UMD2SO:  Routine for solving a linear system
--------------------------------------------


    UMD2SO calling sequence
    -----------------------

        SUBROUTINE UMD2SO (N, JOB, TRANSC, LVALUE, LINDEX, VALUE,
     $          INDEX, KEEP, B, X, W, CNTL, ICNTL, INFO, RINFO)
        INTEGER N, JOB, LVALUE, LINDEX, INDEX (LINDEX), KEEP (20),
     $          ICNTL (20), INFO (40)
        DOUBLE PRECISION
     $          VALUE (LVALUE), B (N), X (N), W (*), CNTL (10),
     $          RINFO (20)
        LOGICAL TRANSC


    UMD2SO description
    ------------------

          Given LU factors computed by UMD2FA or UMD2RF, and the
          right-hand-side, B, solve a linear system for the solution X.

          This routine handles all permutations, so that B and X are in terms
          of the original order of the matrix, A, and not in terms of the
          permuted matrix.

          If iterative refinement is done, then the residual is returned in W,
          and the sparse backward error estimates are returned in
          Rinfo (7) and Rinfo (8).  The computed solution X is the
          exact solution of the equation (A + dA)x = (b + db), where
            dA (i,j)  <= max (Rinfo (7), Rinfo (8)) * abs (A(i,j))
          and
            db (i) <= max (Rinfo (7) * abs (b (i)),
                           Rinfo (8) * maxnorm (A) * maxnorm (x computed))
          Note that dA has the same sparsity pattern as A.
          The method used to compute the sparse backward error estimate is
          described in M. Arioli, J. W. Demmel, and I. S. Duff, "Solving
          sparse linear systems with sparse backward error," SIAM J. Matrix
          Analysis and Applications, vol 10, 1989, pp. 165-190.


    UMD2SO arguments
    ----------------

                   ------------------------------------------------------------
          n:       An integer variable.
                   Must be set by caller on input (not modified).
                   Must be the same as passed to UMD2FA or UMD2RF.

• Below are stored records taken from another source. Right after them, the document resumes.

PR #2136, opened 2024-02-06
Improve dual depth peeling implementation. Fix #2116.

### LINKED ISSUE #2116: Unexpected rendering with OITRenderMode = DepthPeeling with alpha=0 or alpha=1
Hello,

My app is as described in issue #2115. This time I'm using OITRenderMode = DepthPeeling, but I face other undesired rendering results when alpha approaches 0 or 1:

- When alpha=1 (or, say 0.99), the surface (green in the screenshot below) properly hides others behind it (the blue plane in the screenshot), except when another transparent surface is positioned in front of it (the red plane):

image

This can be bypassed by setting IsTransparent=false when alpha=1, but the rendering below the red plane is quite different, so that it produces a "jump"  when the user smoothly increases the alpha value up to 1. Compare the screenshot above with the one below (IsTransparent=false):
image

- When alpha=0 (or, say 0.01), it leaves a "shadow" below the red plane and above the blue one:
image

Similarly as above, this can be bypassed by setting Visibility=Hidden, but again, the rendering does not look correct and is not continuous when approaching alpha=0. Compare the preceding screenshot with the one below (Visibility=Hidden):
image

Is this behavior graphic card dependent? Is there a proper way to bypass or improve it?

Thanks again!

holance:
Improve dual depth peeling implementation. Fix #2116.

### DIFF
--- a/Source/Examples/WPF.SharpDX/OrderIndependantTransparentRendering/MainViewModel.cs
+++ b/Source/Examples/WPF.SharpDX/OrderIndependantTransparentRendering/MainViewModel.cs
@@ -96,7 +96,7 @@ namespace OrderIndependentTransparentRendering
         {
             set
             {
-                if(SetValue(ref oitRenderType, value))
+                if (SetValue(ref oitRenderType, value))
                 {
                     switch (value)
                     {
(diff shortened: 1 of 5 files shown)


cleosia:
Thanks a lot!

                   ------------------------------------------------------------
          job:     An integer variable.
                   Must be set by caller on input (not modified).
                   What system to solve (see the transc argument below).
                   Iterative refinement is only performed if job = 0,
                   Icntl (8) > 0, and only if the original matrix was
                   preserved (job = 1 in UMD2FA or UMD2RF).

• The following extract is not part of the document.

PR #2139, opened 2024-02-07
Fix duplicate model when handle point hittest

MauNguyenVan:


Source/HelixToolkit.Wpf/Helpers/Viewport3DHelper.cs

                   ------------------------------------------------------------
          transc:  A logical variable.
                   Must be set by caller on input (not modified).
                   solve with L and U factors or with L' and U', where
                   transa was passed to UMD2FA or UMD2RF.
		   NOTE:  this argument MUST be .false. for the complex and
		   complex*16 versions!

                   If transa = false, then PAQ = LU was performed,
                   and the following systems are solved:

                                       transc = false          transc = true
                                       ----------------        ----------------
                          job = 0      solve Ax = b            solve A'x = b
                          job = 1      solve P'Lx = b          solve L'Px = b
                          job = 2      solve UQ'x = b          solve QU'x = b

                   If transa = true, then A was transformed prior to LU
                   factorization, and P(A')Q = LU

                                       transc = false          transc = true
                                       ----------------        ----------------
                          job = 0      solve A'x = b           solve Ax = b
                          job = 1      solve P'Lx = b          solve L'Px = b
                          job = 2      solve UQ'x = b          solve QU'x = b

                   Other values of job are treated as zero.  Iterative
                   refinement can be done only when solving Ax=b or A'x=b.

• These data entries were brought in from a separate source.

PR #2177, opened 2024-03-19
Add TypeConverter to collections

### LINKED ISSUE #2174: HelixToolkit v3 load failure with an Exception System.Windows.Markup.XamlParseException in ExampleBrowser
### Reproduce:
- Open ExampleBrowser (Examples\Wpf.SharpDX\ExampleBrowser)
- Select `Issue 1044` `Issue 1048 and 1052` `Issue 1047-1`  `Issue 1047-1`

### Result
- Expect result: Load successful
- Actual result: Load failure with throw an exception `System.Windows.Markup.XamlParseException: `    
And I guess in other places have the same error related to `System.Windows.Markup.XamlParseException`
devenv_8w346iLmEg

JeremyAnsel:
Fix #2174 

Move collection converters from `HelixToolkit.SharpDX` to `HelixToolkit.Geometry`.
Add `TypeConverter` attribute to collections.


JeremyAnsel:
At first, I think they can be moved to `HellixToolkit` because:
- `HellixToolkit` contains a `Collections` folder
- the collections inherit from `FastList` which is implemented in `HellixToolkit`.

But `Color4Collection` depends on `Color4` which is defined in `HellixToolkit.Maths`.
So I think it would be better to move them to `HellixToolkit.Maths`.

JeremyAnsel:
I've moved the collections and type converters from HelixToolkit.Geometry to HelixToolkit.Maths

                   The comments below use Matlab notation, where
                   x = L \ b means x = (L^(-1)) * b, premultiplication by
                   the inverse of L.

                   ------------------------------------------------------------
          lvalue:  An integer variable.
                   Must be set by caller on input (not modified).
                   The size of Value.

                   ------------------------------------------------------------
          lindex:  An integer variable.
                   Must be set by caller on input (not modified).
                   The size of Index.

                   ------------------------------------------------------------
          Value:   A double precision array of size lvalue.
                   Must be set by caller on input (normally from last call to
                   UMD2FA or UMD2RF) (not modified).
                   The LU factors, in Value (Keep (1) ... Keep (2)).
                   The entries in Value (1 ... Keep (1) - 1) and in
                   Value (Keep (2) + 1 ... lvalue) are not accessed.

                   ------------------------------------------------------------
          Index:   An integer array of size lindex.
                   Must be set by caller on input (normally from last call to
                   UMD2FA or UMD2RF) (not modified).
                   The LU factors, in Index (Keep (3) ... Keep (5)).
                   The entries in Index (1 ... Keep (3) - 1) and in
                   Index (Keep (5) + 1 ... lindex) are not accessed.

                   ------------------------------------------------------------
          Keep:    An integer array of size 20.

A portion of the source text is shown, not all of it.